Oakwood residents face off over controversial modern house
Posted August 25, 2014 2:38 p.m. EDT
Updated August 26, 2014 4:35 p.m. EDT
Raleigh, N.C. — The fight over a home under construction in Raleigh's historic Oakwood neighborhood went to court Monday, where a judge heard arguments on whether construction should be halted altogether or allowed to continue.
Marsha Gordon and Louis Cherry were granted necessary permits to build the contemporary house at 516 Euclid St., including a certificate of appropriateness from the Raleigh Historic Development Commission.

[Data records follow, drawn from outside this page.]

PR #34, opened 2020-04-02
added solution

VitaliiLeshchenko:


src/main/java/core/basesyntax/FileWork.java
```diff
@@ -8,7 +15,24 @@
  * Результат: web wide width world</p>
  */
 public class FileWork {
-    public String[] readFromFile(String fileName) {
-        return null;
+    public String[] readFromFile(String fileName) throws IOException {
```
dmytro-hryhoruk, line 18: let's handle this exception with try catch

src/main/java/core/basesyntax/FileWork.java
```diff
@@ -8,7 +15,24 @@
...
+
+        List<String> lines = Files.readAllLines(Paths.get(fileName));
+        List<String> listResult = new ArrayList<>();
+        for (String line : lines) {
+            String[] splitLine = line.split(" ");
+            for (String word : splitLine) {
+                if (word.charAt(0) == 'w' || word.charAt(0) == 'W') {
```
dmytro-hryhoruk, line 25: do we need to check both of this cases?

src/main/java/core/basesyntax/FileWork.java
VitaliiLeshchenko: 1.added try - catch block.

src/main/java/core/basesyntax/FileWork.java
VitaliiLeshchenko: 2. simplified if condition.

src/main/java/core/basesyntax/FileWork.java
```diff
@@ -9,6 +16,29 @@
...
 public class FileWork {
     public String[] readFromFile(String fileName) {
-        return null;
+
+        List<String> lines;
+        try {
+            lines = Files.readAllLines(Paths.get(fileName));
+        } catch (IOException e) {
+            e.printStackTrace();
+            return null;
```
dmytro-hryhoruk, line 25: let's imagine i'm using this method and it's couldn't find a file and throw an exception, but program will continue to work and i will just get the null(not knowing that exception been thrown)

VitaliiLeshchenko: done.
changed "catch" block

src/main/java/core/basesyntax/FileWork.java
```diff
@@ -9,6 +16,25 @@
  */
 public class FileWork {
     public String[] readFromFile(String fileName) {
-        return null;
+
```
dmytro-hryhoruk, line 19: remove empty line

src/main/java/core/basesyntax/FileWork.java
```diff
@@ -9,6 +16,25 @@
...
+            String[] splitLine = line.split(" ");
+            for (String word : splitLine) {
+                if (word.toLowerCase().charAt(0) == 'w') {
+                    listResult.add(word.replaceAll("\\W+", "").toLowerCase());
+                }
+            }
+        }
+        String[] result = listResult.toArray(String[]::new);
+        Arrays.sort(result);
+
```
dmytro-hryhoruk, line 37: same

src/main/java/core/basesyntax/FileWork.java
```diff
@@ -9,6 +16,25 @@
...
+        List<String> listResult = new ArrayList<>();
+        for (String line : lines) {
+            String[] splitLine = line.split(" ");
+            for (String word : splitLine) {
+                if (word.toLowerCase().charAt(0) == 'w') {
+                    listResult.add(word.replaceAll("\\W+", "").toLowerCase());
+                }
+            }
+        }
+        String[] result = listResult.toArray(String[]::new);
```
dmytro-hryhoruk, line 35: you can use Collections.sort()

Construction on the house irked neighbors, who argued that the house didn't fit with the character of Oakwood, and they filed a complaint over it. That led the city's Board of Adjustment to reverse the certificate, which suspended construction on the home.
City officials, along with Gordon and Cherry, in March appealed the Board of Adjustment decision to Superior Court.
Nick Fountain, an attorney for the couple, argued Monday that the Board of Adjustment isn't supposed to dictate design but that board members "bungled" the case because they aren't used to handling administrative appeals.
Fountain also maintained that Oakwood isn't a restaurant with a menu of acceptable architectural choices. Various homes in the neighborhood were built in the 1930s, 1950s and 1980s in styles to match their eras, he said.
"Oakwood is a collage," he said. "It isn't frozen in time the way (Colonial) Williamsburg is."
But Andy Pettesch, an attorney for Gail Wiesner, who lives across the street from the home, said the home would devalue Wiesner's property. Also, he said, she finds the home's architecture jarring and would have to face it every day.
"Her viewing vista is going to be dominated by this incongruous two-story home," Pettesch said.
The Raleigh Historic Development Commission’s building guidelines for historic areas allow new construction if plans reflect an “understanding of and a compatibility with the distinctive character of the district setting and buildings.” The guidelines also say new construction in historic neighborhoods can enhance the district.
Superior Court Judge Elaine Bushfan halted arguments after more than two hours, and lawyers plan to return Tuesday to resume the case.